▶ **Problem statement**:
Start at the first line of the material below and retype each line through the one containing "Currently, QR codes", exactly.

▶ **Exercise material**:
PR #4355, opened 2023-02-16
Configure CORS and allowed_hosts using env vars

p-fruck:
As an administrator I want to able to utilize InvenTree containers in a more stateless way and configure CORS URLs and allowed_hosts using the containers environment variables instead of actively maintaining the config.yaml file


matmair (approved):
Looks good @p-fruck ! Thanks for the PR.
@SchrodingersGat the docs look good too - should be ready once the CI runs through.

SchrodingersGat:

PR #4357, opened 2023-02-17
Client side QR Codes

SchrodingersGat:
Currently, QR codes are displayed via a custom view, which is requested and rendered by the server.

This is not required, a simpler approach is to use a client-side library to render the QR codes.

This PR implements that, and removes a bunch of server side views.

Additionally, support for client-side QR code rendering will be required for https://github.com/inventree/InvenTree/pull/4336


matmair:
@SchrodingersGat we have dependencies for generating the QRcode. Should we remove them or add a general purpose APIs route for rendering out an image of any qrcode?

SchrodingersGat:
Those dependencies are still needed for generating reports / labels / etc on the server side. But for client side rendering I think this is a cleaner approach.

▶ **Response to this exercise**:
PR #4355, opened 2023-02-16
Configure CORS and allowed_hosts using env vars

p-fruck:
As an administrator I want to able to utilize InvenTree containers in a more stateless way and configure CORS URLs and allowed_hosts using the containers environment variables instead of actively maintaining the config.yaml file


matmair (approved):
Looks good @p-fruck ! Thanks for the PR.
@SchrodingersGat the docs look good too - should be ready once the CI runs through.

SchrodingersGat:

PR #4357, opened 2023-02-17
Client side QR Codes

SchrodingersGat:
Currently, QR codes are displayed via a custom view, which is requested and rendered by the server.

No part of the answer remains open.